Q2FY17 performance signals some improvement in asset quality. However, returning to an overall satisfactory asset quality and loan book growth is a long journey. Normalisation of RoA/RoE is significantly out in the future. On estimates changes and one quarter rollover, our price target increases to R130, maintain Hold.
Management hopes to bring GNPA in Mar’17 to a level below Mar’16. GNPA in retail segment is 3.3%. 1H17 recoveries and upgrades have crossed R100 bn. The management is confident of hitting the top end of full year guidance for recoveries and upgrades at R200 billion. Apart from R17 bn in Q1 from discom bonds, the recoveries in 1H17 have been granular across the sectors. Q3 trends in recoveries and upgrades have been very encouraging, with October numbers in double digit billions.
No asset sale to ARCs during the quarter. Sale to ARC has to be approved by board. In Q3, the bank may sell some assets to ARCs. Standard SDR is R28.4 bn (total R90 bn, 28 accounts) and Standard 5:25 is R34 bn (total R90 bn).
In terms of loan growth, the bank is still not seeing many upcoming projects where large ticket lending opportunities are present. Road sector and Lease rental discounting are the two sectors where significant opportunities are present. The bank does not see a broader recovery and believes that a broader recovery could still be a few quarters away.
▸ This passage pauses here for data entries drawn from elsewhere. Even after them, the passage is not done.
PR #1259, opened 2020-04-05
Fix mtgo export for sideboards.

ruler501:
Was only fixing names for mainboard.


routes/cube_routes.js
```diff
@@ -1836,6 +1836,7 @@ router.get('/deck/download/mtgo/:id/:seat', async (req, res) => {
       }
     }
     for (const [key, value] of Object.entries(side)) {
+      const name = key.replace(' // ', '/');
       res.write(`${value} ${key}\r\n`);
```
RKelln: `res.write(`${value} ${name}\r\n`);`

PR #1261, opened 2020-04-08
Add Suggestions Analytic

### LINKED ISSUE #6: Suggested Cuts
As a user, I would like cuts to be suggested for me when I attempt to add a new card.

Mimic CT functionality, where I type in a card, and after it autocompletes, a region is shown with a list of cards I can click to generate the swap in the changelog.

dekkerglen:
Fixes #6 
Adds in recommended cuts and additions. To work, this requires the flask server running from this repo: https://github.com/RyanSaxe/CubeCobraRecommender

If the server is not running, the page will only display 'loading' for both tables. If you want to create some debug data, there are some commented out lines of code you can swap in.

You can see it in action on the dev server: https://codecobradev.com/cube/analysis/15225


routes/cube_routes.js
```diff
@@ -3365,6 +3365,85 @@ router.post(
   }),
 );
 
+router.post(
+  '/api/adds/:id',
+  util.wrapAsyncApi(async (req, res) => {
+    const response = await fetch(
+      `http://127.0.0.1:8000/?cube_name=${req.params.id}&num_recs=${1000}&root=${encodeURIComponent(
```
ruler501, line 3372: Please make the host/port a config param.

Issue #1011, opened 2020-02-04
Add a Note field to cards


ruler501:
**What would you like to be able to do?**
Have a large freeform text field to make notes about a card in my cube.

**Describe how you would use the feature**
Note reasons for inclusion, indicators of past performance, general thoughts, and credits to the artists who did alters.

**Additional context**
Suggested by mauriciopasquier on discord.

mauriciopasquier:
It would be awesome to have these notes as a tooltip on each card, while drafting. That way I can tell new drafters about possible archetypes for a card, or things like packages ("This comes with 3 more Squadron Hawks"), what is the drafted booster for Booster Tutor, etc.

dekkerglen:
Not sure I like having these as tooltips during draft. That feels like a separate feature.

ThijsHoenjet:
I would like to propose another way of doing this: Add multiple key value fields to each card.
How it works:
As default their is a key field filled with "Description" and an empty field next to it to enter text for the description.
Then there is also a + button below that, that will add another key and value field to the form.
This way you can organize any data you want per card in a structured way, while not complicating things for people that just want a description field as that is there by default.

PR #1262, opened 2020-04-08
Add a Note field to cards

ThijsHoenjet:
Issue #1011 Add notes to cards in cube
Also fixed an issue with an uncontrolled react variable imgUrl that was undefined.


ThijsHoenjet:
I didn't add Notes to Cube.PREVIEW_FIELDS in models/cube.js. Maybe it should, let me know.

dekkerglen:
No need, those fields are what's needed to populate the cube preview, this won't be needed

Strategy, employee expenses and capital management
The bank looks to monetise non-core assets, including real estate, but currently has plans to divest its stake in PNB Housing Finance (PNBHOUSI IN, R978, NC). The fall in yields has led to higher provisioning on account of employees’ future benefits in Q2. The bank expects to receive R7.72 bn of second tranche of capital in Jan 2017.
Change in estimates
We revise our FY17 ests. materially (+60%) on the back of improvement in provisioning as well as some sustainability in fee (driven by ATM interchange and FX income). We pencil in an improvement in impairment momentum—slippages in FY18 to fall to a third of FY17. However, we expect weakness at core PPOP to remain over the medium term. We forecast FY18/FY19 earnings ests. to increase by 8.2% and 2.8% respectively, implying FY17-19 CAGR of 78% helped by lower base and FY16-19 adjusted book value CAGR of 87%.
We roll fwd earnings by a quarter. On trailing basis, PNB trades at 1.9x book (Sep 16) and 22.2x EPS (12m to Sep 17e) versus 10 year avg. of 1.2x and 6.4x, respectively. We value PNB at 1.1x book (Sep 17e) and 7.5x EPS (12 m to Mar 18E). We also add R25 to the value per share of the bank to reflect the value accruing from PNB Housing.